+++ Working data

PR #327, opened 2023-03-06
Adding Version field to Module CRD

yevgeny-shnaidman:
Version field will be used in the ordered upgrade scenario. It signifies the current version of the kernel module.
It should be updated together with the new image in the appropriate kernel mapping. Its update will start the process of the ordered upgrade

### DIFF
--- a/api/v1beta1/module_types.go
+++ b/api/v1beta1/module_types.go
@@ -165,6 +165,11 @@ type ModuleLoaderContainerSpec struct {
 	// Sign provides default kmod signing settings
 	Sign *Sign `json:"sign,omitempty"`
 
+	// Version defines the current version of the kernel module being used
+	// Used for upgrading the currently loaded kernel module to a new version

++++++

Activity | Both the first line of the data above and the line with "-165,6 +165,11 @@" must be included; please return exactly those lines and the ones between them.

Answer area |
PR #327, opened 2023-03-06
Adding Version field to Module CRD

yevgeny-shnaidman:
Version field will be used in the ordered upgrade scenario. It signifies the current version of the kernel module.
It should be updated together with the new image in the appropriate kernel mapping. Its update will start the process of the ordered upgrade

### DIFF
--- a/api/v1beta1/module_types.go
+++ b/api/v1beta1/module_types.go
@@ -165,6 +165,11 @@ type ModuleLoaderContainerSpec struct {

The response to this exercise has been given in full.